You should avoid the 2011 Panasonic line if you intend to wait for the 2012 Panasonic line.


----------



## vjkaty (Jul 25, 2010)

Monday Jan 9th at 3 to 3:45 PM, Panasonic 2012 CES Press Conference

"Panasonic will highlight technology, product and organizational developments, including the latest in Smart VIERA, imaging and innovative solutions in consumer entertainment."


----------



## tazz3 (Oct 26, 2011)

2012 pannys could have there own set of problems. and they will be more money..


----------



## dsskid (Aug 19, 2011)

tazz3 said:


> pany fixed all there problems for the vt gt and st series tv. they are great sets i own a st30 and its awesome


They fixed the flux brightness, but not the color decoder.


----------



## Robert Zohn (Aug 13, 2011)

vjkaty said:


> Monday Jan 9th at 3 to 3:45 PM, Panasonic 2012 CES Press Conference
> 
> "Panasonic will highlight technology, product and organizational developments, including the latest in Smart VIERA, imaging and innovative solutions in consumer entertainment."


The CES convention actually starts on 1/10/12, but Panasonic's press conference is on 1/09/12, and they will announcement the 2012 lines and maybe some organizational changes. It was already reported in the trades that Panasonic Consumer Products' top sales executive, Jim Sanduski has left the company and has joined Sharp Electronics Marketing Company of America (SEMCA), a division of Sharp Electronics Corporation, as strategic product marketing VP, a new position. Jim will oversee the entire Sharp and Elite product lines.

Also announced today is that Panasonic Consumer Products will begin selling their major appliances in the USA early 2012.

-Robert


tazz3 said:


> 2012 pannys could have there own set of problems. and they will be more money..


It's true that most all CE products are prices higher in the beginning of the selling cycle, and manufacturers typically drop prices and introduce dealer rebates as the year moves along.

It's also common for new products to need firmware upgrades and enhancements. We were able to identify several issues with all of the 2011 TVs at our annual shoot-out event, much of which have been fixed or are in the process of being fixed.

-Robert 



dsskid said:


> They fixed the flux brightness, but not the color decoder.
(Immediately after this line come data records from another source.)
PR #1786, opened 2023-09-10
DOCS-963: Enable scroll on search modals

npentrel:


andf-viam (approved):
Yesss works well! Thanks so much -- LGTM!

PR #1793, opened 2023-09-11
Add templates to readme so contributors can find them more quickly

sguequierre:
Internal feedback from WTD conference


andf-viam (approved):
Thank you!

PR #1795, opened 2023-09-11
DOCS-1090: Note platform visibility in registry

andf-viam:
Add brief notice that a module's supported platforms can be viewed on that module's registry page.

- Will add additional related copy (selecting a platform) to the `configure` page for "add a module" steps as part of the DOCS - 1059 and DOCS - 1086 effort as soon as the eng tickets they are blocked on merge.


sguequierre (approved):
LGTM!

Technically true, but thankfully Panasonic has fixed the color saturation at all IREs with a firmware fix just a few weeks ago. That fix helped the GT30 and VT30 series deliver much better color accuracy.

The upgrade is not well known and is only available through professional calibrators. If anyone one wants the fix email me for the link and instruction on how to get the firmware into your GT30/VT30.

-Robert


----------



## dsskid (Aug 19, 2011)

Does this fix also correct the color decoder issues?


----------



## Robert Zohn (Aug 13, 2011)

No, ^^ but fixing the color saturation across the the IRE scale has greatly improved the color accuracy. The calibration charts look great as does the color accuracy after we applied the firmware fix.

-Robert


----------



## Turbe (Mar 31, 2008)

Robert Zohn said:


> the IRE scale


I have to post when I see IRE used in regards to modern displays.. it's actually % Stimuli, not IRE for digital displays... It's actually incorrectly used many times.. I posted more info here. Even many manufacturers label it incorrectly.


----------



## lcaillo (May 2, 2006)

Turbe is correct. IRE is really appropriate only for analog signals. It is, however, one of those conventions that is used in both domains without much misunderstanding. The range of 0-100 IRE is black to white and is analogous to percent stimulation. 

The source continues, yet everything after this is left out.